The BNP’s average score of 4.2 per cent in the seats it did contest, however, does represent a slight advance on the 3.9 per cent it achieved in 2001. The party also managed to field more than three times as many candidates than the 33 it put up at the previous election. So, despite the fourth party nonsense, is the BNP’s claim to be making ‘measured and steady’ progress really correct?
In some areas of the country, the results achieved by Nick Griffin’s party are indeed worrying. In Barking in London, BNP candidate Richard Barnbrook polled 16.89 per cent of the vote, less than one point behind the second-place Conservative candidate on 16.98 per cent.
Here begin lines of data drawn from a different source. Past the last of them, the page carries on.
PR #4989, opened 2021-09-27
docker: add image pull method

milas:
This is in preparation for directly creating+running containers
with Docker, where it's necessary to do a pull first to ensure
the image exists before creating the container (this is automatic
behavior from the CLI but not when using the API).

(This was split out of #4988.)

### DIFF
--- a/internal/docker/client.go
+++ b/internal/docker/client.go
@@ -10,14 +10,14 @@ import (
 	"os"
 	"path/filepath"
 	"strconv"
+	"strings"
 	"sync"
 	"time"
-
-	"github.com/docker/cli/cli/connhelper"
 
 	"github.com/blang/semver"
 	"github.com/docker/cli/cli/command"
 	"github.com/docker/cli/cli/config"
+	"github.com/docker/cli/cli/connhelper"
 	cliflags "github.com/docker/cli/cli/flags"
 	"github.com/docker/distribution/reference"
 	"github.com/docker/docker/api/types"
@@ -28,6 +28,7 @@ import (
 	"github.com/moby/buildkit/identity"
 	"github.com/moby/buildkit/session"
 	"github.com/moby/buildkit/session/auth/authprovider"
+	"github.com/opencontainers/go-digest"
 	"github.com/pkg/errors"
 
 	"github.com/tilt-dev/tilt/internal/container"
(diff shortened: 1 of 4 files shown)


internal/docker/client.go
```diff
@@ -384,41 +386,110 @@ func (c *Cli) ServerVersion() types.Version {
...
+	if err != nil {
+		return nil, fmt.Errorf("connection error while pulling image %q: %v", image, err)
+	}
+
+	imgInspect, _, err := c.ImageInspectWithRaw(ctx, image)
+	if err != nil {
+		return nil, fmt.Errorf("failed to inspect after pull for image %q: %v", image, err)
+	}
+
+	digestInfo := strings.SplitN(imgInspect.RepoDigests[0], "@", 2)
```
nicks, line 456: can you add some comments on why you need to hand-write a digest parser here? I thought the docker/distribution parser takes care of this.

nicks (approved):

internal/docker/client.go
milas: Sortaaa, `reference.Parse(imgInspect.RepoDigests[0])` + cast to `reference.Canonical` _will_ work, but you'll lose repo (if it's `library.docker.io`) and tag (which is arguably redundant, but useful in this context if you plan to immediately use the value to create+run containers so that it shows up in Docker engine).

(e.g. with the impl here you get `docker.io/nginx:1.21.3@sha256:<hash>` vs just `nginx@sha256:<hash>`)

If you think that's preferable, I can swap over. Unfortunately, `docker/distribution` doesn't have better helpers here (unlike containerd: https://github.com/containerd/containerd/blob/6416cc35c1f0a92a3561411de4ccfb71df2c8308/reference/reference.go#L155-L166)

nicks: does ParseAnyReference work?

The docker.io/nginx vs nginx is called "Familiarization" in the API, and you can usually handle it with https://pkg.go.dev/github.com/docker/distribution@v2.7.1+incompatible/reference#FamiliarString)

and ya, the image reference spec is a mess, i've been meaning to find one of the authors at kubecon sometime and pry the story out of them of why it's such a mess.

milas: Okay, tweaked this - it uses `ParseNormalizedNamed` (`ParseAnyReference` would delegate to this in this case so saves extra cast/indirection), casts to `reference.Canonical` and then uses `reference.WithDigest(original, inspectResult.Digest()`.

Roundabout but best that can be done afaict with their APIs that will ensure:
 * Qualified name
 * Tag preserved if provided to pull
 * Digest attached

nicks (approved):

PR #4990, opened 2021-09-28
vendor: upgrade tilt-apiserver

nicks:
Hello @milas,

Please review the following commits I made in branch nicks/vendor:

80912f5e042547f05235faf00d9260ebaf24a636 (2021-09-28 11:14:18 -0400)
vendor: upgrade tilt-apiserver
Unfortunately, I needed to rollback opentelemetry to v0.20.0, because
that's what k8s uses. The difference between v1.0.0 and v0.20.0 isn't THAT big
but it did requires some bridge code.


milas:
> Unfortunately, I needed to rollback opentelemetry to v0.20.0

Ooof - hopefully the ecosystem upgrades to v1.0.0 so we don't get stuck between incompatible versions between deps at some point 😓

milas (approved):

PR #4991, opened 2021-09-28
docker: add run (container create+start) method

milas:
Single-shot method to create and run a container, similar to
`docker run`. The container create + container run semantics of
the Docker API are more low-level than we care about right now,
so it's easier to encapsulate these into a single method. It
also has some convenience bits around getting container logs and
the execution result (which has quirky semantics).

This will be used by #4988.


internal/docker/run.go
```diff
@@ -0,0 +1,66 @@
...
+	// If an image will only be used once, this is a convenience to avoid calling ImagePull first.
+	// If an image will be used multiple times (across containers), prefer explicitly calling ImagePull
+	// to avoid the overhead of calling the registry API to check if the image is up-to-date every time.
+	Pull bool
+	// ContainerName is a unique name for the container. If not specified, Docker will generate a random name.
+	ContainerName string
+	// ContainerConfig is the main configuration for the container.
+	//
+	// The Image field MUST be populated at a minimum.
+	ContainerConfig mobycontainer.Config
```
nicks, line 24: it might make sense to have narrower settings than the whole Config?

i feel like there are settings here that are incompatible with how you're running the container (e.g., AutoCleanup and RestartPolicy)

internal/docker/client.go
```diff
@@ -645,3 +649,99 @@ func (c *Cli) ExecInContainer(ctx context.Context, cID container.ID, cmd model.C
...
+	if err != nil {
+		return RunResult{}, fmt.Errorf("could not create container: %v", err)
+	}
+	var containerStarted bool
+	defer func() {
+		// make an effort to clean up any container we create but don't successfully start
+		if containerStarted {
+			return
+		}
+		if err := c.Client.ContainerRemove(ctx, createResp.ID, types.ContainerRemoveOptions{}); err != nil {
```
nicks, line 686: do we also need to remove the container when it exits? maybe this should be a Close() method of the RunResult?

nicks (approved):

internal/docker/client.go
milas: I like that - combined with reducing surface area of options it makes it harder to misuse. Added in f758868

internal/docker/run.go
milas: Fair - the Docker types are giant, so I was a little afraid of having an obnoxious amount of mapping code, but I think realistically Tilt will only ever want/need to use a handful of options - refactored in f758868

nicks (approved):

PR #4992, opened 2021-09-28
api: uibutton: add "hidden" input type

landism:
This is basically HTML's `<input type="hidden>`, but for UIButton.

The motivation for this is so that when we update UIButtonStatus for a toggle button, that button status will also include whether the user was clicking "on" or "off".


nicks (approved):
i like this idea!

In neighbouring Dagenham, the party’s candidate achieved 9.3 per cent, despite a well-organised campaign against it by the anti-fascist group Searchlight. Yorkshire and the West Midlands regions also saw a higher-than-average turnout for the fascists. Nick Griffin secured 9.2 per cent in Keighley, although this was less than the 13.1 per cent achieved by the party’s candidate in Dewsbury, David Exley.
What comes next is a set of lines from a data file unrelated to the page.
PR #5237, opened 2021-11-30
web: add additional analytics to toggle `ApiButton` interactions

lizzthabet:
To prep for the disable resources launch:
* Add `toggleValue` property to toggle button analytics to indicate what the value for toggle is when the user clicks on it
* Add toggle button analytics tags to the confirm/cancel buttons
* Reorganize and add more types and constants for `ApiButton`

The `toggleValue` property will help us know if a user is clicking `disable` or `enable` on a resource. I could see this value being potentially confusing because it doesn't represent the value that will result from the user interaction. But because a user could confirm or cancel their toggle, I think it's fine to record the value "pre" toggle. 

Here's what a disable resource button click looks like:
```json
{
  "action": "click",
  "buttonType": "DisableToggle",
  "component": "Resource",
  "specHash": "9ac7c2a31917ba7ca7ca",
  "toggleValue": "on"
}
```
and a confirmation button click:
```json
{
  "action": "click",
  "confirm": "true",
  "buttonType": "DisableToggle",
  "component": "Resource",
  "specHash": "9ac7c2a31917ba7ca7ca",
  "toggleValue": "on"
}
```
A cancel button click will have `confirm: "false"`, but otherwise look the same as above.

Will link a related pr for the schema documentation shortly!

Closes [CH13015](https://app.shortcut.com/windmill/story/13015/non-launch-blocker-analytics-test).

### DIFF
--- a/web/src/ApiButton.tsx
+++ b/web/src/ApiButton.tsx
@@ -8,7 +8,7 @@ import {
 import ArrowDropDownIcon from "@material-ui/icons/ArrowDropDown"
 import moment from "moment"
 import { useSnackbar } from "notistack"
-import React, { useRef, useState } from "react"
+import React, { useMemo, useRef, useState } from "react"
 import { convertFromNode, convertFromString } from "react-from-dom"
 import { Link } from "react-router-dom"
 import styled from "styled-components"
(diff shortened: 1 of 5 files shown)


web/src/ApiButton.tsx
```diff
@@ -307,6 +334,41 @@ async function updateButtonStatus(
...
+  let toggleInput: UIInputSpec | undefined
+  if (button.spec?.inputs) {
+    toggleInput = button.spec.inputs.find(
+      (input) => input.name === UIBUTTON_TOGGLE_INPUT_NAME
+    )
+  }
+
+  let toggleValue: ApiButtonToggleState | undefined
+  if (toggleInput !== undefined) {
+    toggleValue = toggleInput.hidden?.value as ApiButtonToggleState
```
nicks, line 361: per documentation here:
https://docs.tilt.dev/telemetry_faq.html#what-kinds-of-data-does-tilt-record-if-i-opt-in

i think we want to avoid sending personalized user data in anonymized tags. instead, can you whitelist the values that you want to send? like "on" / "off"?

lizzthabet: ah, yes! i didn't realize there could be other values there.

web/src/ApiButton.tsx
```diff
@@ -307,6 +333,49 @@ async function updateButtonStatus(
...
+    if (
+      definedValue === ApiButtonToggleState.On ||
+      definedValue === ApiButtonToggleState.Off
+    ) {
+      toggleValue = definedValue
+    }
+  }
+
+  return {
+    buttonType,
```
nicks, line 372: would it be better to leave off the tag completely if it's not defined, like the original code did? otherwise, i think you might end up with a bunch of {tag: "undefined"} in analytics?

nicks (approved):

web/src/ApiButton.tsx
lizzthabet: that's a great question! i believe that serializing to json drops properties that are `undefined` (`JSON.parse(JSON.stringify(tags))` does), but i'm not 100% sure of that. it's probably faster for me to make the code change than test my assumption out.

if anyone else knows, lmk for my curiosity. 🕵🏻‍♂️

PR #5238, opened 2021-11-30
cli: add 'tilt wait' to wait on resources to become ready

nicks:
Hello @milas,

Please review the following commits I made in branch nicks/wait:

3393803952243553ffcd4544c0350ea38bf2978b (2021-11-30 16:04:29 -0500)
cli: add 'tilt wait' to wait on resources to become ready

### DIFF
--- a/internal/cli/wait.go
+++ b/internal/cli/wait.go
@@ -52,8 +52,9 @@ var (
 		# Wait for the tiltfile to load.
 		tilt wait --for=condition=Ready "uiresource/(Tiltfile)"
 
-		# Wait for a deployment to become ready.
-		tilt wait --for=condition=Ready "uiresource/my-deployment"`))
+		# When used with a Kubernetes resource, waits for the pod
+    # to deploy, start running, and pass all readiness probes.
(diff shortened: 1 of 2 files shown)


internal/cli/wait.go
```diff
@@ -0,0 +1,109 @@
...
+
+		A successful message will be printed to stdout indicating when the specified
+    condition has been met. You can use -o option to change to output destination.`))
+
+	waitExample = templates.Examples(i18n.T(`
+		# Wait for the tiltfile to load.
+		tilt wait --for=condition=Ready "uiresource/(Tiltfile)"
+
+		# Wait for a deployment to become ready.
+		tilt wait --for=condition=Ready "uiresource/my-deployment"`))
```
milas, line 56: Should this be resource instead of deployment?

Might be useful to add an explainer for K8s, e.g. "for Kubernetes, this will wait until the Pod is deployed and passing health checks"

(but also this is fine as-is tbh)

milas (approved):
Gonna be super useful for scripting 🙂

internal/cli/wait.go
nicks: done, made this a bit clearer

Issue #4288, opened 2021-03-08
Tilt daemon?


markgarrigan:
## Describe the Feature You Want

`tilt up` run as a background process
`tilt stop` would stop the process. Same as ctrl+c during a tilt up process.

Maybe this already exists?? My apologies for not searching hard enough.
### Current Behavior

tilt up takes my console

### Why Do You Want This?

As a developer, I might want to `tilt up` on one microservice. Then as I'm working I realize that I want another microservice tilting. I have to open another console and run the `tilt args` command and I have to remember the `tilt up` command so that `tilt args` doesn't stop tilting things that are already tilting. Then if I wanted to do this again. I'd go to the console where I ran `tilt args` and up arrow then edit the last command.

I'm working on a little CLI where a developer can interactively choose the microservices they want to tilt. Then it runs the `tilt up` command with those microservices. If tilt was running in the background then the developer could just be in the same console run a command from this CLI and choose to add more microservices and I'd run the `tilt args` command for them.

Hope that makes sense.

**Additional context**

landism:
This feature doesn't already exist. Thanks for filing!

The title and first two sections all sound like #4278.

The "why do you want this" section makes me wonder if your concern is more about how awkward it is to edit the set of running enabled services, along the lines of #4039, and maybe the daemonization is less important?

TimothyLoyer:
> What if... thinking out loud.... there was a way to start tilt with NO resources started.

I've been working on a setup script, and I was attempting to make this exact thing happen. `tilt args` has the `--clear` flag which leaves your Tilt session in a similar state, but as far as I could tell there was no way to _start_ Tilt with no resources. If there is a way, it would be really useful. I ended up started it with a single local resource I needed to generate certificates.

nicks:
some related things we've shipped recently:

cli commands `tilt enable` and `tilt disable`: 
https://docs.tilt.dev/cli/tilt_enable.html
https://docs.tilt.dev/cli/tilt_disable.html

the tiltfile api `config.clear_enabled_resources()`, which lets you specify that `tilt up` should start with nothing enabled
https://docs.tilt.dev/api.html#modules.config.clear_enabled_resources

i still would like to make some improvements here to the cli where you can see all the running tilt instances (sort of like `kubectl config get-contexts`), and "down" an instance that's running in the background

springroll12:
[...]

Issue #4278, opened 2021-03-05
Automatically join multiple projects together in the UI


kevin-lindsay-1:
## Describe the Feature You Want

Right now, `tilt up` has the behavior of accepting a `port` argument, which lets you have multiple instances of tilt running at the same time.

However, it looks like recent updates of tilt have become slightly greedier with ports. Previously I could run `tilt up --port 10350` and `tilt up --port 10351` and they would run simultaneously without issue.

Now what appears to happen is that `tilt up --port 10350` will use up port `10350`, but also a few additional as necessary, making me have to kind of guess which port to select.

I know that I could simply figure out the port behavior and call it good, but I'd prefer that if running `tilt up` on multiple folders talked to the current "main" session, and merged the two sessions together in the UI. That way I don't need multiple tabs for each of these sessions, when really I'm trying to use all of them at once, and being split out into multiple tabs is really not the ideal experience, rather it's just kind of the default expectation when running local services.

Not saying it would be easy, but if I could just `tilt up` everything I want and have each individual session communicate with a "main" session (and be broken down in the UI accordingly), that would be a really great UX, especially for those of us that spin up many projects at once, condensing everything down into one tab.

It would also be fairly nice to be able to `tilt down` a session/list of resources via a button in the UI once this is exposed, because the session itself becomes an entity in the UI. The only question of this bit is if the first `tilt up` is the "main" session, what happens if you run `tilt down` on it?

### Why Do You Want This?

- No fussing with ports
- `tilt` effectively becomes an "always there" service (at least, in the user's head); a single tab that is almost always open, rather than feeling like one of many local servers.
- No rummaging through folders in the CLI to spin up commonly-used projects

### Doors/cans of worms this could open
- `tilt up/down` previous sessions/projects in the UI via history/Least Recently Used
- tilt automatically starts as a service, runs local scripts, spins up projects at boot
- Project-level dependencies?

landism:
Making tilt more daemon-y and giving the user more control over adding and removing things is a thing we've discussed and are interested in but haven't yet prioritized.

> Now what appears to happen is that tilt up --port 10350 will use up port 10350, but also a few additional as necessary, making me have to kind of guess which port to select.

This sounds really annoying and I think is worth sorting out sooner rather than later as a bug/separate issue.

Also, even without the recent behavior change you describe, fussing with even just the one port is annoying and we should fix that. Linking #3434 as related issue.

nicks:
[...]

PR #5239, opened 2021-11-30
cli: make 'up' and server commands choose a free port

nicksieger:
For those Tilt users that run multiple Tilt processes on their machines (and leave them running), this PR obviates the need to manage the `--port` on which to run. `tilt up` will find and advertise the first available free port starting with 10350.

### DIFF
--- a/Makefile
+++ b/Makefile
@@ -55,9 +55,11 @@ else
 	gotestsum --format standard-quiet --junitfile test-results/unit-tests.xml --rerun-fails=2 --rerun-fails-max-failures=10 --packages="./..." -- -mod vendor -count 1 -p $(GO_PARALLEL_JOBS) -short -tags skipcontainertests,skiplargetiltfiletests -timeout 100s
 endif
 
+TEST_RUN_ARG = $(if $(TEST_RUN),-run $(TEST_RUN),)
+
 integration:
 ifneq ($(CIRCLECI),true)
-		go test -mod vendor -v -count 1 -p $(GO_PARALLEL_JOBS) -tags 'integration' -timeout 700s ./integration
+		go test -mod vendor -v -count 1 -p $(GO_PARALLEL_JOBS) $(TEST_RUN_ARG) -tags 'integration' -timeout 700s ./integration
 else
 		mkdir -p test-results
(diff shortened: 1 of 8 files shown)


nicksieger:
Thoughts on this @nicks, @milas, @landism? Selfishly looked into what this would take because I find myself running multiple Tilts often. Don't know if there was some historical reason to not pick an open port.

nicks:
eh, i think most tools i work with on a day-to-day basis use a static port rather than a dynamic port.

i feel like every time i've written a dev server that used a dynamic port, people ended up complaining to me all the time about it. i know it sounds nice like it'd be easier, but what happens in practice is:

1) Alice runs Tilt. It starts on port X.
2) Alice forgets she has Tilt running, and starts a second instance. It starts on port X+1
3) Alice has her browser open to port X and is SUPER confused about what's happening, spends hours debugging, etc, etc

Because it's semantically weird for the behavior of Tilt to be a silent function of how many other Tilt instances you have running.

I like the pattern i've seen on a lot of nodejs devtools recently (e.g., Storybook) to notice that the port is taken and ask you to pick another port, like so:

Screenshot from 2021-12-01 12-15-51

since that helps disambiguate between the user story of "i intended to run two instances" vs "i forgot i had an instance running"

nicks:
(the comment above is all re: semantics of using sequential dynamic ports rather than a totally random port)

nicksieger:
That Storybook case is an interesting pattern and might be do-able. After thinking about it, the problem of auto-choosing a port is probably more of a fringe case of a power user that is intentionally running multiple Tilts.

Also somewhere in here is the ergonomics of something like #4278 or #4288 where maybe you always only run one Tilt per machine but you have the ability to dynamically add project(s)/Tiltfiles to it.

I'll leave this for a bit and see if there is more feedback, and consider the prompt-for-open-port option.

nicks:
re: "the ability to dynamically add project(s)/Tiltfiles" - in theory we support multiple Tiltfiles in a single tilt instance right now. you can `tilt apply` new Tiltfile objects to the Tilt server. https://api.tilt.dev/core/tiltfile-v1alpha1.html . But it's not really heavily advertized/supported in the CLI, and there are probably some rough edges if you tried to do it in practice.

nicksieger:
Yeah, and I don't think adding multiple Tiltfiles would be very useful unless/until 1) the UI handles that situation and groups resources accordingly, 2) you could specify different k8s clusters to connect to per-Tiltfile.

nicks:
yesssss :innocent:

Behind these few well-publicised successes, however, the overall national result for the BNP was a lot less promising. In many areas, where the party had performed well in previous local and European elections, the far-right vote failed to turn out. The BNP’s results in London fell well below its expectations, polling only one-third of the votes obtained in many boroughs in last year’s assembly elections. The party’s average vote of 3.1 per cent in the north-east and the East Midlands was also disappointing, given that it polled over six per cent in both regions in the European elections, with several constituencies seeing votes of over 8.5 per cent. In the north-east, East Midlands, south-east, south-west, London (with the exception of Barking and Dagenham), Wales and Scotland, the BNP failed spectacularly, losing its deposit in all of the 38 constituencies it contested. Other than in Barking, the party did not come close to achieving a second place, and finished a poor fourth in many of its target seats.
Therefore, although the BNP has shown it can win at a local level, it has yet to prove it can come anywhere near to winning nationally. If the BNP’s rate of ‘measured and steady’ progress continues, it will be a long time yet before the party gets a jack-booted foot through parliament’s door.